## [Required work]
Every line of the listing that holds the word "binding" should be returned.

## [Listed entries]

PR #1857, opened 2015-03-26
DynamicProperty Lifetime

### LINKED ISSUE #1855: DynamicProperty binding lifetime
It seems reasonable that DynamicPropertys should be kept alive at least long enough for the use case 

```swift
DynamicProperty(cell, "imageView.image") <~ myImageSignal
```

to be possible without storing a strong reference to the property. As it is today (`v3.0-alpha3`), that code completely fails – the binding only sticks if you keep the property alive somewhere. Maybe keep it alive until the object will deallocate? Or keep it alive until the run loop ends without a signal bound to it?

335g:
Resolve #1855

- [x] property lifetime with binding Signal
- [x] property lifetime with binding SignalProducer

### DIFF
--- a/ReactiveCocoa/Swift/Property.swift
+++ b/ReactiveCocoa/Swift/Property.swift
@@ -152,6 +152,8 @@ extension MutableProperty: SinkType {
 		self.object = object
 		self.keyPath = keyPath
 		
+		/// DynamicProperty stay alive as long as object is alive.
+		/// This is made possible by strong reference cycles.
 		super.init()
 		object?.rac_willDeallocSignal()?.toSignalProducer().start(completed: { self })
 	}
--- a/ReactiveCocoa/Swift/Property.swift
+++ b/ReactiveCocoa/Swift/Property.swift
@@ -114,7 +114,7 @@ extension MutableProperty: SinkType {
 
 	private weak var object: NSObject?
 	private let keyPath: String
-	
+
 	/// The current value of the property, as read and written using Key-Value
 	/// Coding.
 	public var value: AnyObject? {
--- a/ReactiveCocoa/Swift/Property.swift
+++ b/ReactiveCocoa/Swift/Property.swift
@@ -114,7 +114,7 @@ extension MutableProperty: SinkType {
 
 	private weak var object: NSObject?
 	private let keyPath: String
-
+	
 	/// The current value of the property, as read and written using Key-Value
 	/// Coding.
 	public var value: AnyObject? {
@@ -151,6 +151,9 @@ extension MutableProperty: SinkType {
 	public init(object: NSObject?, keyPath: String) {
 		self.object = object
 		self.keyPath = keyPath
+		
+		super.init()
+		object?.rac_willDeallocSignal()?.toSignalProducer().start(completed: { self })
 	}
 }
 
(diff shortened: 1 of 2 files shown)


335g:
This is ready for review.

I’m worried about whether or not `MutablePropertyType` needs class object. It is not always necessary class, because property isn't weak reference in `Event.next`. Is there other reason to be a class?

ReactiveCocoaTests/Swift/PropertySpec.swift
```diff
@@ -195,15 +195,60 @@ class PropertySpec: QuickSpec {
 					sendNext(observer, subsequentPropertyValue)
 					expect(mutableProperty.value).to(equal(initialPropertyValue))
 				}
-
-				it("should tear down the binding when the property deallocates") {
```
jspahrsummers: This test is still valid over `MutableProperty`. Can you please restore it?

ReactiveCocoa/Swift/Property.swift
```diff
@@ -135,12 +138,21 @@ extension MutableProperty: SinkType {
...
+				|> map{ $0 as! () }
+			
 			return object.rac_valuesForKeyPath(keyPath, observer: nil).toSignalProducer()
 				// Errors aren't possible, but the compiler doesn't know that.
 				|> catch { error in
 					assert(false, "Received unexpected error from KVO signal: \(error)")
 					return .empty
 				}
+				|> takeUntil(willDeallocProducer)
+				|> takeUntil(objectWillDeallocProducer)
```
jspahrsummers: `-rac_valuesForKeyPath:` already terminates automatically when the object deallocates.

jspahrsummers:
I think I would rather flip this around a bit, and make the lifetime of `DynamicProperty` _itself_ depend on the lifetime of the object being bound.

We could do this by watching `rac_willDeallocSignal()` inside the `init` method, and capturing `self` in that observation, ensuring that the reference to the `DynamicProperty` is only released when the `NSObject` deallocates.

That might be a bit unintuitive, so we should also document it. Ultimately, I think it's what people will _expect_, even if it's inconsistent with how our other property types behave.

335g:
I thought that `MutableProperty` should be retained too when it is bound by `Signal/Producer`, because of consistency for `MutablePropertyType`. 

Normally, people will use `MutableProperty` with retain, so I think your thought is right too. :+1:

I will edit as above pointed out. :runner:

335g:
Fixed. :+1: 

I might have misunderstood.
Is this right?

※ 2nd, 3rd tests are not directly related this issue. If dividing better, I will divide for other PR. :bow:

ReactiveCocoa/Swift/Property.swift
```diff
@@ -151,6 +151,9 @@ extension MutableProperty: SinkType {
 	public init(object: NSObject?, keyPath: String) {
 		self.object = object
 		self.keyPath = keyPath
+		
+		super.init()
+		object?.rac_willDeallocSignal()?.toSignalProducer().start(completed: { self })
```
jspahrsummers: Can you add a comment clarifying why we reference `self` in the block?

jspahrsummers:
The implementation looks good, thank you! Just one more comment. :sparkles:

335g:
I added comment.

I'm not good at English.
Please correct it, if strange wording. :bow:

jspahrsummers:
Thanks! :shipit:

## [Solution for this problem]
### LINKED ISSUE #1855: DynamicProperty binding lifetime
to be possible without storing a strong reference to the property. As it is today (`v3.0-alpha3`), that code completely fails – the binding only sticks if you keep the property alive somewhere. Maybe keep it alive until the object will deallocate? Or keep it alive until the run loop ends without a signal bound to it?
- [x] property lifetime with binding Signal
- [x] property lifetime with binding SignalProducer
-				it("should tear down the binding when the property deallocates") {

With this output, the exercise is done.